→ **YOUR GOAL**: Give back all the data exactly as it was written.
=== EXERCISE MATERIALS ===
PR #9580, opened 2021-02-22
refactor(core): cleanup module implementation

bartlomieju:
* remove "ModuleNameMap", instead define that map inline inside "Modules" struct
* remove "dyn_import_id" argument from "mod_instantiate"
* rename "Modules" struct to "ModuleMap"
* rename "JsRuntime::modules" to "JsRuntime::module_map"

More PRs to follow

### DIFF
--- a/core/modules.rs
+++ b/core/modules.rs
@@ -398,60 +398,13 @@ enum SymbolicModule {
   Mod(ModuleId),
 }
 
-#[derive(Default)]
-/// Alias-able module name map
-struct ModuleNameMap {
-  inner: HashMap<String, SymbolicModule>,
-}
-
-impl ModuleNameMap {
-  pub fn new() -> Self {
-    ModuleNameMap {
-      inner: HashMap::new(),
-    }
-  }
-
-  /// Get the id of a module.
-  /// If this module is internally represented as an alias,
-  /// follow the alias chain to get the final module id.
-  pub fn get(&self, name: &str) -> Option<ModuleId> {
-    let mut mod_name = name;
-    loop {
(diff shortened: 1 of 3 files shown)


core/modules.rs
===
→ **EXERCISE RESULT**:
PR #9580, opened 2021-02-22
refactor(core): cleanup module implementation

bartlomieju:
* remove "ModuleNameMap", instead define that map inline inside "Modules" struct
* remove "dyn_import_id" argument from "mod_instantiate"
* rename "Modules" struct to "ModuleMap"
* rename "JsRuntime::modules" to "JsRuntime::module_map"

More PRs to follow

### DIFF
--- a/core/modules.rs
+++ b/core/modules.rs
@@ -398,60 +398,13 @@ enum SymbolicModule {
   Mod(ModuleId),
 }
 
-#[derive(Default)]
-/// Alias-able module name map
-struct ModuleNameMap {
-  inner: HashMap<String, SymbolicModule>,
-}
-
-impl ModuleNameMap {
-  pub fn new() -> Self {
-    ModuleNameMap {
-      inner: HashMap::new(),
-    }
-  }
-
-  /// Get the id of a module.
-  /// If this module is internally represented as an alias,
-  /// follow the alias chain to get the final module id.
-  pub fn get(&self, name: &str) -> Option<ModuleId> {
-    let mut mod_name = name;
-    loop {
(diff shortened: 1 of 3 files shown)


core/modules.rs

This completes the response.